PR #209, opened 2023-07-03
Tests: Run example in /tmp

ZedThree:
`test_jetto_ffprime` in `test_metric_terms` creates a directory, which by default is in the current directory where pytest was run. This uses the `tmp_path` fixture to run it in pytest's `/tmp` directory


bpatel2107 (approved):
LGTM

Issue #210, opened 2023-07-03
Some failing equilibrium tests in SciPy 1.11


ZedThree:
SciPy 1.11 was released recently and this caused a few tests to start failing:

```
FAILED tests/local_geometry/test_fourier.py::test_load_from_eq - AssertionError: shift difference: 0.04441703134647415 (19.437693%)
FAILED tests/local_geometry/test_fourier_cgyro.py::test_load_from_eq - AssertionError: aR difference: [8.46300070e-08 8.31583997e-07 2.86840035e-06 6.25578335e-06
FAILED tests/local_geometry/test_mxh.py::test_load_from_eq - AssertionError: bunit_over_b0 difference: 0.0004917421601211558 (0.013765%)
```

Installing `scipy==1.10.1` makes these tests pass. There was a small internal change to `InterpolateUnivariateSpline` that I suspect has resulted in a small numerical differnce.

Something a bit more concerning though is that these tests all use the same `test.geqdsk` equilibrium file, but they have different expected values for some of the quantities that look like they're passed straight through, e.g. `test_mxh` has `"shift": -0.5766834602024067`, but `test_fourier` has `"shift": 0.18409275837942818`. These even have different signs!

Ideally we'd also reduce the duplication here to make sure they're all in sync

bpatel2107:
Shall we pin the version to `<1.10.1`?

ZedThree:
Good idea, definitely the easiest thing to do for now till we work out a better fix

bpatel2107:
Well it turns out that `shift` shouldn't even be in `FourierGENE` so that's just plain wrong! I can go and fix that. luckily nobody uses that and pyro can't actually write those files yet so it won't have impacted anyone.

PR #211, opened 2023-07-04
Pin scipy to 1.10.1

ZedThree:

* [EXERCISE]: Reproduce exactly the lines from the beginning of the entries above up to and including the line that contains "small numerical differnce.".

* [RESULT FOR THIS TASK]:
PR #209, opened 2023-07-03
Tests: Run example in /tmp

ZedThree:
`test_jetto_ffprime` in `test_metric_terms` creates a directory, which by default is in the current directory where pytest was run. This uses the `tmp_path` fixture to run it in pytest's `/tmp` directory


bpatel2107 (approved):
LGTM

Issue #210, opened 2023-07-03
Some failing equilibrium tests in SciPy 1.11


ZedThree:
SciPy 1.11 was released recently and this caused a few tests to start failing:

```
FAILED tests/local_geometry/test_fourier.py::test_load_from_eq - AssertionError: shift difference: 0.04441703134647415 (19.437693%)
FAILED tests/local_geometry/test_fourier_cgyro.py::test_load_from_eq - AssertionError: aR difference: [8.46300070e-08 8.31583997e-07 2.86840035e-06 6.25578335e-06
FAILED tests/local_geometry/test_mxh.py::test_load_from_eq - AssertionError: bunit_over_b0 difference: 0.0004917421601211558 (0.013765%)
```

Installing `scipy==1.10.1` makes these tests pass. There was a small internal change to `InterpolateUnivariateSpline` that I suspect has resulted in a small numerical differnce.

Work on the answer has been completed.